PR #3057, opened 2021-07-11
Feature: Profile telegram link

xepozz:
I've added shortcut for [Telegram](https://telegram.org/)

### DIFF
--- a/_includes/author-profile.html
+++ b/_includes/author-profile.html
@@ -248,7 +248,7 @@
 
       {% if author.telegram %}
         <li>
-          <a href="https://t.me/{{ author.vine }}" itemprop="sameAs" rel="nofollow noopener noreferrer">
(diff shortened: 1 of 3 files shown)


iBug:
I'm uncertain about the utility of this patch. You can already add custom links by adding to `author.links`. Specifying directly `author.something` is what Michael already wanting to deprecate, so I'm skeptical whether this gets favored.

Besides, Telegram's logo is designed to stand out with usual text color. Adding a custom blue-ish color is only slightly better than no, but may be harmful on some skins (color palettes). For example I very much doubt it'll look good on the plum skin.

mmistakes:
@iBug summed it up well. Thanks for the PR but this method of adding author links is deprecated in favor of the more flexible author links array method described in the docs.

https://mmistakes.github.io/minimal-mistakes/docs/configuration/#site-author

EXERCISE INSTRUCTIONS =>
Repeat everything in the listing above exactly.

WRITTEN SOLUTION =>
PR #3057, opened 2021-07-11
Feature: Profile telegram link

xepozz:
I've added shortcut for [Telegram](https://telegram.org/)

### DIFF
--- a/_includes/author-profile.html
+++ b/_includes/author-profile.html
@@ -248,7 +248,7 @@
 
       {% if author.telegram %}
         <li>
-          <a href="https://t.me/{{ author.vine }}" itemprop="sameAs" rel="nofollow noopener noreferrer">
(diff shortened: 1 of 3 files shown)


iBug:
I'm uncertain about the utility of this patch. You can already add custom links by adding to `author.links`. Specifying directly `author.something` is what Michael already wanting to deprecate, so I'm skeptical whether this gets favored.

Besides, Telegram's logo is designed to stand out with usual text color. Adding a custom blue-ish color is only slightly better than no, but may be harmful on some skins (color palettes). For example I very much doubt it'll look good on the plum skin.

mmistakes:
@iBug summed it up well. Thanks for the PR but this method of adding author links is deprecated in favor of the more flexible author links array method described in the docs.

https://mmistakes.github.io/minimal-mistakes/docs/configuration/#site-author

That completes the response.